Fanfan la Tulipe, Christian-Jaque, 1951

Car le génie eut droit de cité, jusque dans ces années cinquante qu’on dit ronronnantes. Il éclate chez Robert Bresson, avec son “cinématographe” qui refuse toutes les conventions du cinéma habituel, et oblige le spectateur à regarder, à écouter autrement. Il se faufile chez Jacques Tati, qui met au point une rigoureuse mécanique burlesque pour railler les ratages du monde moderne (Mon oncle, 1958). Il rôde dans l’œuvre d’Henri-Georges Clouzot, excessif, insupportable, à moins de subir les exigences du genre criminel (Quai des Orfèvres, 1947), ou tout simplement d’un autre génie (Le Mystère Picasso, 1955).

 

Mon oncle, Jacques Tati, 1958

 

Quai des orfèvres, Henri-Georges Clouzot, 1947

Surtout, ce cinéma d’après-guerre s’identifia à une forme bien particulière, plus du tout poétique celle-là… et qu’on pourrait appeler le naturalisme. Un naturalisme d’origine littéraire, légué par Zola et par Simenon, auteurs-fétiches des scénaristes d’alors ; mais qui devint la parfaite expression cinématographique d’un air du temps. Seul le naturalisme, avec son mélange de pessimisme et d’idéalisme refoulé, pouvait convoquer les ombres de la France occupée (La Traversée de Paris de Claude Autant-Lara, 1956), ou décrire les pesanteurs d’une IVeme République déclinante (à travers l’ambitieuse série judiciaire d’André Cayatte). Réalisés par des hommes de gauche, de tels films s’attaquaient à des tabous bien réels, tout en limitant leurs audaces au terrain politique ; d’où la légitime impatience d’une jeune génération de cinéastes.

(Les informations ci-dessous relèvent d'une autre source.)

PR #374, opened 2018-08-24
Improve Patchset trigger options

arthurbragaa:
This pull request adds the possibility to trigger a job when a draft patchset is created and to ignore otherwise.

To make the configuration a bit clear I removed the exclude drafts option and set the TriggerForPublishedPatchsets and TriggerForDrafts variables enabled by default, keeping the same behavior as before.

There are two things that I didn't manage to do:
1 - This pull request brakes backward compatibility with previous versions of the plugin.

 **Does Jenkins has some kind of migration API?**

2 - I couldn't make the tests in src/test/java/com/sonyericsson/hudson/plugins/gerrit/trigger/spec/BackCompat2173JenkinsTest.java green. 

 **Could someone point me to where are the test setup for the two blocks of tests listed below?**

- https://github.com/jenkinsci/gerrit-trigger-plugin/blob/master/src/test/java/com/sonyericsson/hudson/plugins/gerrit/trigger/spec/BackCompat2173JenkinsTest.java#L200

- https://github.com/jenkinsci/gerrit-trigger-plugin/blob/master/src/test/java/com/sonyericsson/hudson/plugins/gerrit/trigger/spec/BackCompat2173JenkinsTest.java#L128

### DIFF
--- a/src/main/java/com/sonyericsson/hudson/plugins/gerrit/trigger/hudsontrigger/events/PluginPatchsetCreatedEvent.java
+++ b/src/main/java/com/sonyericsson/hudson/plugins/gerrit/trigger/hudsontrigger/events/PluginPatchsetCreatedEvent.java
@@ -32,6 +32,7 @@ import com.sonyericsson.hudson.plugins.gerrit.trigger.events.ManualPatchsetCreat
 import hudson.Extension;
 import hudson.model.Descriptor;
 import hudson.model.Hudson;
+import hudson.util.ListBoxModel;
 import org.jenkinsci.Symbol;
 import org.kohsuke.stapler.DataBoundConstructor;
 
@@ -45,11 +46,23 @@ public class PluginPatchsetCreatedEvent extends PluginGerritEvent implements Ser
     private static final long serialVersionUID = 970946986242309088L;
 
     /**
-     * Uncheck {@link #triggerForDrafts} to have the same effect.
+     * String value of TRIGGER_FOR_ALL.
+     */
+    public static final String TRIGGER_FOR_ALL = "all";
+    /**
+     * String value of TRIGGER_FOR_PUBLISHED.
+     */
+    public static final String TRIGGER_FOR_PUBLISHED = "published";
+    /**
+     * String value of TRIGGER_FOR_DRAFT.
+     */
+    public static final String TRIGGER_FOR_DRAFT = "draft";
+
+    /**
+     * Set {@link #triggerFor} = PluginPatchsetCreatedEvent.TRIGGER_FOR_PUBLISHED to have the same effect.
      */
     protected transient boolean excludeDrafts;
-    private boolean triggerForPublishedPatchsets;
-    private boolean triggerForDrafts;
+    private String triggerFor;
     private boolean excludeTrivialRebase;
     private boolean excludeNoCodeChange;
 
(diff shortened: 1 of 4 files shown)


gizmomogwai:
@arthurbragaa, could you add a test for draft only triggering? there are already several unit-tests that check the flags.

arthurbragaa:
@gizmomogwai It's done. I still didn't figure out how to fix the specs on https://github.com/jenkinsci/gerrit-trigger-plugin/blob/master/src/test/java/com/sonyericsson/hudson/plugins/gerrit/trigger/spec/BackCompat2173JenkinsTest.java#L200

rinrinne:
HI, I assume that BackCompat2173JenkinsTest is the test whether the past configuration annotated with @LocalData is correctly parsed into the latest one. If so, your inserted assertion has the gap with actual value parsed by readResolve().

Maybe you should not update any local data. Regarding @LocalData, please check.
https://wiki.jenkins.io/display/JENKINS/Unit+Test#UnitTest-@LocalData

arthurbragaa:
Hi @rinrinne now it should work. There was a problem with the readResolve method as you pointed out.
Thank you for your help.
@rinrinne @gizmomogwai, Is there something that can be improved on this pull request?

gizmomogwai:
the only thing that could come to mind is, to add tests for updating from the current version of gerrit-trigger to this new version.

gizmomogwai:
another thing that we couldenhance on is the ui part (e.g. a 3 state radiobutton) instead of two checkboxes that allow for one setting that never triggers.

rinrinne:
@arthurbragaa , maybe need to add new BackCompartTest with updated local data. Nothing help your PR, but is would help future PR that breaks BC like this.

arthurbragaa:
Ok, @rinrinne and @gizmomogwai. 
I'll have time to work on that tomorrow.
Thank you for your help

arthurbragaa:
@rinrinne Which tests would you suggest that I write for this change?
The way I understood, there is the following tests that cover this change:
https://github.com/jenkinsci/gerrit-trigger-plugin/blob/c147184b5b0feba85f2072a0969cb5feab44c3bc/src/test/java/com/sonyericsson/hudson/plugins/gerrit/trigger/hudsontrigger/event/PluginPatchsetCreatedEventTest.java#L41

https://github.com/jenkinsci/gerrit-trigger-plugin/blob/c147184b5b0feba85f2072a0969cb5feab44c3bc/src/test/java/com/sonyericsson/hudson/plugins/gerrit/trigger/hudsontrigger/event/PluginPatchsetCreatedEventTest.java#L58

https://github.com/jenkinsci/gerrit-trigger-plugin/blob/c147184b5b0feba85f2072a0969cb5feab44c3bc/src/test/java/com/sonyericsson/hudson/plugins/gerrit/trigger/hudsontrigger/event/PluginPatchsetCreatedEventTest.java#L25

https://github.com/jenkinsci/gerrit-trigger-plugin/blob/c147184b5b0feba85f2072a0969cb5feab44c3bc/src/test/java/com/sonyericsson/hudson/plugins/gerrit/trigger/spec/BackCompat2173JenkinsTest.java#L203

I don't mind creating more tests, but I'm not sure on what to test. Could you give me some guidance on that?

Thank you

rinrinne:
BackCompat2173JenkinsTest can be passed by your implemented readResolve(). But local data tied to BackCompat2173JenkinsTest cannot be reproduced after your implementation is merged. Because no parameter "triggerForDrafts" or "triggerForPublishedPatchsets" exists in config.xml for new created job.

So all you should do is to create new job with your PR once to get generated config.xml. You can archive it as local data zip and add new backcompat test.

rsandell:
So what is happening with this PR? And is it still relevant?

arthurbragaa:
Hi @rsandell Happy new year!
This PR is still relevant for us but I was unable to create a backward compatibility test for it.
I'll try again this week.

Ceux-ci venaient pour la plupart d’une revue créée en 1951 (Cahiers du cinéma) : critiquant la tendance naturaliste de leurs aînés, ils lui opposèrent dans leurs textes (puis dans leurs films) un goût provocant du naturel…

 


La Traversée de Paris, Claude Autant-Lara, 1956


Jeanne Moreau dans Ascenseur pour l’échaffaud de Louis Malle, 1957

Les Quatre cent coups de François Truffaut (1959), A bout de souffle de Jean-Luc Godard (1960) furent les premiers jalons de cette “Nouvelle Vague”. Le tournage en extérieurs, la jeunesse et la spontanéité des interprètes en furent les grands principes. Mais ce renouveau des années soixante donna également naissance à un cinéma plus cérébral, plus stylisé : celui d’Alain Resnais, explorant les mécanismes de la mémoire et les représentations collectives (Hiroshima mon amour, 1959) ; celui d’Agnès Varda et de Jacques Demy, réinventant le documentaire ou la comédie musicale.

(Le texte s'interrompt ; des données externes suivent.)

PR #375, opened 2018-08-28
Assure the connection get closed after check

eryksz:
ClosableHttpResponse is not being closed if there is no Exception. 
Moved the corresponding code to the finally block.

### DIFF
--- a/src/main/java/com/sonyericsson/hudson/plugins/gerrit/trigger/utils/GerritPluginChecker.java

Les Quatre cent coups, François Truffaut,1959

 

A bout de souffle, Jean-Luc Godard, 1960  

A vrai dire, cette Nouvelle Vague (avec ses satellites) ne joua au box-office qu’un rôle éphémère. Son rayonnement n’en fut pas moins international, elle imposa pour longtemps sa “politique des auteurs” et des visages d’acteurs inoubliables : Jean-Paul Belmondo, Jeanne Moreau, Catherine Deneuve… Elle fit durablement école, en inspirant toute une gamme de traditions issues de ses pères fondateurs. C’est ainsi qu’on peut identifier une tradition Truffaut, faite de subjectivité romantique et d’épanchement affectif, et qu’ont brillamment représentée à chaque génération un Jean Eustache (Mes petites amoureuses, 1974), un Léos Carax (Boy Meets Girl, 1984), un Arnaud Desplechin (Comment je me suis disputé… ma vie sexuelle, 1996).

 

Mes petites amoureuses
Jean Eustache,1974
Boy Meets Girl
Léos Carax, 1984
Comment je me suis disputé…
Arnaud Desplechin, 1996

 
 

De même, il est facile de distinguer la postérité de Demy, dans le romanesque flamboyant que cultivent aujourd’hui André Téchiné ou Christophe Honoré… Pour autant, le fantôme du naturalisme a la peau dure. Au cœur de la Nouvelle Vague, il fut réincarné ironiquement par Claude Chabrol, déclinant ses chroniques bourgeoises dans un style glacé – que n’eussent pas désavoué les Clouzot ou les Duvivier de jadis.
 
 

 

                               La femme infidèle, Claude Chabrol, 1969

 

 

A  nos amours, Maurice Pialat, 1984

Le Genou de Claire, Eric Rohmer, 1970

Dans les années soixante-dix, il retrouva une vigueur inouïe chez Maurice Pialat, qui donna enfin son vrai sens au mot “tranche de vie” : un morceau de réalité brute, découpé à même la chair. Plus récemment, il s’est prolongé grâce à Jacques Doillon (Le Jeune Werther, 1993) ou Abdellatif Kechiche (L’Esquive, 2002), chroniqueurs d’une identité française en pleine recomposition.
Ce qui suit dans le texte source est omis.